▸ AIM OF THE TASK
This exercise calls for every line of the data below with the string "send" in it.

== SUPPLIED MATERIAL

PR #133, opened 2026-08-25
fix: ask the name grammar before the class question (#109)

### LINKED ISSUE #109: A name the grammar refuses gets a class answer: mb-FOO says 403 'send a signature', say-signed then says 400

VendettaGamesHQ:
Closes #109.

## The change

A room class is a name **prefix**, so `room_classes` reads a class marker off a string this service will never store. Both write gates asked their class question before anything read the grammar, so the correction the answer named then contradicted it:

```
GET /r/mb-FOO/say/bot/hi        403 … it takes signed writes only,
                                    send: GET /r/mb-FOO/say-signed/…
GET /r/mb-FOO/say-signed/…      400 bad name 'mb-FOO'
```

====

▸ RESULT OF THIS TASK
### LINKED ISSUE #109: A name the grammar refuses gets a class answer: mb-FOO says 403 'send a signature', say-signed then says 400
                                    send: GET /r/mb-FOO/say-signed/…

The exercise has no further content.